***** Source material

PR #4749, opened 2023-03-19
query EL and builder relay for bids in parallel

tersec:
The VC implementation has tradeoffs, but among them is that it doesn't have the tight coupling this PR moves towards breaking up a bit.

### DIFF
--- a/beacon_chain/validators/validator_duties.nim
+++ b/beacon_chain/validators/validator_duties.nim
@@ -85,7 +85,8 @@ declarePublicGauge(attached_validator_balance_total,
 logScope: topics = "beacval"
 
 type
-  ForkedBlockResult* = Result[ForkedBeaconBlock, string]
+  # could keep bid value here
+  ForkedBlockResult = Result[ForkedBeaconBlock, string]
 
   SyncStatus* {.pure.} = enum
     synced
@@ -675,12 +676,12 @@ proc getBlindedBlockParts[EPH: ForkyExecutionPayloadHeader](
 
   return ok((executionPayloadHeader.get, forkedBlck))
 
-proc proposeBlockMEV[
+proc proposeBlockMEV1[
     SBBB: bellatrix_mev.SignedBlindedBeaconBlock |
           capella_mev.SignedBlindedBeaconBlock](
     node: BeaconNode, head: BlockRef, validator: AttachedValidator, slot: Slot,
     randao: ValidatorSig, validator_index: ValidatorIndex):
-    Future[Opt[BlockRef]] {.async.} =
+    Future[Result[SBBB, string]] {.async.} =
   # Used by the BN's own validators, but not the REST server
   when SBBB is bellatrix_mev.SignedBlindedBeaconBlock:
     type EPH = bellatrix.ExecutionPayloadHeader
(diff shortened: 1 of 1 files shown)


beacon_chain/validators/validator_duties.nim
```diff
@@ -820,85 +811,106 @@ proc makeBlindedBeaconBlockForHeadAndSlot*[
...
+        info "Payload builder error",
+          slot, head = shortLog(head), validator = shortLog(validator),
+          err = payloadBuilderBidFut.read().error()
+        false
+      else:
+        # Effectively the same case, but without the log message
+        false
+    else:
+      info "Payload builder bid future failed",
+        slot, head = shortLog(head), validator = shortLog(validator)
```
zah:
```suggestion
        slot, head = shortLog(head), validator = shortLog(validator),
        err = payloadBuilderBidFut.error.msg
```

beacon_chain/validators/validator_duties.nim
```diff
@@ -820,85 +811,106 @@ proc makeBlindedBeaconBlockForHeadAndSlot*[
...
+      if engineBlockFut.read().isOk:
+        true
+      else:
+        info "Engine block building error",
+          slot, head = shortLog(head), validator = shortLog(validator),
+          err = payloadBuilderBidFut.read().error()
+        false
+    else:
+      info "Engine block building failed",
+        slot, head = shortLog(head), validator = shortLog(validator)
```
zah:
```suggestion
        slot, head = shortLog(head), validator = shortLog(validator),
        err = engineBlockFut.error.msg
```

beacon_chain/validators/validator_duties.nim
```diff
@@ -820,85 +811,106 @@ proc makeBlindedBeaconBlockForHeadAndSlot*[
...
+      false
+
+  let useBuilderBlock =
+    if builderBidAvailable:
+      if engineBidAvailable:
```
zah, line 886: Both branches of this `if` statement return `true`?

beacon_chain/validators/validator_duties.nim
```diff
@@ -974,6 +986,49 @@ proc proposeBlock(node: BeaconNode,
...
+      let res = await validator.getEpochSignature(
+        fork, genesis_validators_root, slot.epoch)
+      if res.isErr():
+        warn "Unable to generate randao reveal",
+             validator = shortLog(validator), error_msg = res.error()
+        return head
+      res.get()
+
+  template proposeBlockContinuation(type1, type2: untyped): auto =
+    await proposeBlockAux[type1, type2](
```
zah: I'm usually migrating all explicit generic parameters to `typedesc` parameters, because the former have number of shortcomings in the compiler (e.g. limited ability to overload, lack of default values, more bugs).

beacon_chain/validators/validator_duties.nim
tersec: Yes, one of them's the point where the bid comparison will be placed. The other will remain unconditionally `true`, because there's no alternative, because the engine bid didn't arrive.

beacon_chain/validators/validator_duties.nim
tersec: https://github.com/status-im/nimbus-eth2/pull/4749/commits/5d4d13a974090b850036e16354eb03e550b30f0a

PR #4751, opened 2023-03-20
no timeout for purely local async slashing protection and signing

tersec:
alternative to https://github.com/status-im/nimbus-eth2/pull/4750

Removes, for locally held keys, the race entirely


zah:
This looks like the kind of code that somebody will wonder about in the future. A comment with an explanation could help.

tersec:
> This looks like the kind of code that somebody will wonder about in the future. A comment with an explanation could help.

https://github.com/status-im/nimbus-eth2/pull/4764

**********

Look through the records and copy down every line that holds "kind".

This looks like the kind of code that somebody will wonder about in the future. A comment with an explanation could help.
> This looks like the kind of code that somebody will wonder about in the future. A comment with an explanation could help.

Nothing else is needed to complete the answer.